Issue #10857, opened 2015-04-09
Code folding markers broken after deleting selection across collapsed section


peterflynn:
1. Start with this JS code:
```
define(function () {
    var foo;
    
    function one() {
        foo = 1;
    }
    
    function two() {
        foo = 2;
    }
    
    function three() {
        foo = 3;
    }
    
});
```

1. Collapse "two"
2. Select from the start of the `function` keyword in "two", to the start of the `function` keyword in "three"
3. Press delete
    * Result: folding triangle for "one" now shows it's collapsed, even though function "one" is _not_ collapsed
4. Click the folding triangle for "one" repeatedly
    * Result: nothing happens; triangle is nonresponsive
5. Undo
    * Result: triangle for "one" still show's it's collapsed. Triangle for "two" shows it's _not_ collapsed even though it _is_
6. Click triangle for "two" repeatedly
    * Result nothing happens on first click, but on 2nd click it starts working correctly
7. Click triangle for "one" repeatedly
    * Result: it still does nothing

peterflynn:
In other cases, this can cause phantom code-folding triangles to appear in places where no triangle was present before.  E.g.

1. Open CodeFolding/main.js
2. Collapse the block that starts with `var foldGutter`
3. Select from just before the "f" in `foldGutter` to just after the "n" in `function restoreL...`
4. Delete
    * Now there's a triangle on line 57 (`COLLAPSE_CUSTOM_REGIONS = ...`)

nethip:
@peterflynn Thanks for testing this extensively.

abose:
The problems are not present in https://codemirror.net/demo/folding.html

thehogfather:
The culprit function here is in foldgutter.js `updateFoldsCache`. Changes to the document and their corresponding effects on the line folds are not been correctly handled. The issue isn't present in the codemirror demo because it doesn't attempt to cache the lineFolds. 

A related issue is to hit `Ctrl-Z` after either one of the scenarios described above. The result is that the collapsed region is restored but the indicator on the gutter is wrong.

abose:
@thehogfather #10888 proposes a fix for the issue. can you check it out.

Also the issue of Ctrl-Z after either one of the scenarios described above. The result is that the collapsed region is restored but the indicator on the gutter is wrong.-- i still have not fixed that, any clue on what could be going wrong in that case?

thehogfather:
@abose checking #10888 at the moment.

[...]

Issue #10856, opened 2015-04-08
brace-fold frequently throws exceptions


peterflynn:
Put this in a JS file:
```
var test = {
    "foo": {
        "one": true,
        "two": true,
        "three": true
    },
    "bar": false
};
```

1. Select lines 3-5 entirely (i.e. everything inside the foo `{}`s)
2. Press delete

Result: `Uncaught TypeError: Cannot read property 'lastIndexOf' of undefined`

1. Undo
2. Select lines 2-6 entirely (i.e. the entire `"foo": { ... },` block)
3. Press delete

Result: same exception thrown again

Nothing immediately obvious is broken afterwards, but it spams the console and looks bad, so I think we need to fix this for 1.3.

peterflynn:
Other examples:

```
define(function () {
    "use strict";
    
    function one() {
        foo = 1;
    }
    
    function two() {
        foo = 2;
    }
    
});
```

Deleting lines 2-3 will throw an exception.
Deleting lines 4-7 or 4-11 will throw an exception.

```
define(function () {
    "use strict";
    
    var foo;
});
```

Deleting lines 2-3 (or 2-4) even in this very simple case will throw an exception.

abose:
The unit test failures after the code folding integration and this bug has the same root cause.

abose:
Verified the fix, closing.

PR #10888, opened 2015-04-13
Code folding fixes

abose:
**Do not merge yet** - we should land PR #10859(Code folding UI & code style tweaks) first.

Fixes Unit test failures after code folding integration and issues #10857 , #10856 

point 6 in issue #10857 is still fix in progress.

### DIFF
--- a/src/extensions/default/CodeFolding/foldhelpers/foldgutter.js
+++ b/src/extensions/default/CodeFolding/foldhelpers/foldgutter.js
@@ -211,8 +211,8 @@ define(function (require, exports, module) {
             var lineChanges = changeObj.text.length - changeObj.removed.length;
             //update the lineFolds cache
             updateFoldsCache(cm, changeObj.from.line, lineChanges);
-            if (lineChanges !== 0 && changeObj.from.line + lineChanges >= 0) {
-                updateFoldInfo(cm, changeObj.from.line + lineChanges, changeObj.from.line + lineChanges + 1);
+            if (lineChanges !== 0) {
+                updateFoldInfo(cm, Math.max(0, changeObj.from.line + lineChanges), Math.max(0, changeObj.from.line + lineChanges) + 1);
             }
             state.from = changeObj.from.line;
             state.to = 0;
--- a/src/extensions/default/CodeFolding/foldhelpers/foldgutter.js
+++ b/src/extensions/default/CodeFolding/foldhelpers/foldgutter.js
@@ -151,6 +151,30 @@ define(function (require, exports, module) {
         });
     }
 
+    function syncDocToFoldsCache(cm, from, lineDiff) {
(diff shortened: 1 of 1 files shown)


abose:
The only change is in /foldhelpers/foldgutter.js, All other changes are part of PR #10859

thehogfather:
This looks a good fix for the phantom fold marks issue.

abose:
@peterflynn waiting for PR #10859 to be merged.

peterflynn:
@abose I think there might be something funny with the git history in this PR -- if I view a [comparison against my branch](https://github.com/adobe/brackets/compare/pflynn/codefolding-tweaks...CodeFoldingFixes), it appears to also contain a bunch of ALF changes.  Please check to make sure the history is in an ok state before anyone merges this.

Also, in the future please use `abose/` as a prefix on your branch names -- since all committers are pushing branches to this repo, having informal "namespaces" is important to help keep branches organized.

src/extensions/default/CodeFolding/foldhelpers/foldgutter.js
```diff
@@ -214,7 +211,7 @@ define(function (require, exports, module) {
             var lineChanges = changeObj.text.length - changeObj.removed.length;
             //update the lineFolds cache
             updateFoldsCache(cm, changeObj.from.line, lineChanges);
-            if (lineChanges !== 0) {
+            if (lineChanges !== 0 && changeObj.from.line + lineChanges >= 0) {
```
peterflynn: I'm not sure I understand this part of the change. The only time `changeObj.from.line + lineChanges < 0` could happen is when a bunch of lines were deleted at the start of the file.  Do we actually want to skip running `updateFoldInfo()` in that case?

I'm wondering if what we really want is something more like `Math.max(0, changeObj.from.line + lineChanges)` on the line below this instead... and similar for the 2nd arg too.

abose:
changed, `Math.max(0, changeObj.from.line + lineChanges)` and calling `updateFoldInfo()` sounds more logical.

abose:
point 6 in issue #10857 is Also fixed with the change.

abose:
Thanks @thehogfather for verifying.
Merging the fix.

peterflynn:
Ah, ok so @thehogfather got a chance to look at the additional changes here that occurred after my review?  There's a whole bunch of new code here that was added (`syncDocToFoldsCache()` and a bunch of other changes in commits 45c7a99b, d69ade37, & 684a507e)...  Normally that would require a re-review by someone before merging.

thehogfather:
I'll get some more time to test and review more rigorously this evening and update the thread.

abose:
@thehogfather Could you help with fixing some of these issues now that we are nearing the release date (probably next week), It would help very much if you could!

thehogfather:
Yes I can. I'll have a look this evening.

abose:
Thanks :)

_ _ _ _

### What to produce
Where a line in the records above includes the string "happens", show it.

### Task output
    * Result: nothing happens; triangle is nonresponsive
    * Result nothing happens on first click, but on 2nd click it starts working correctly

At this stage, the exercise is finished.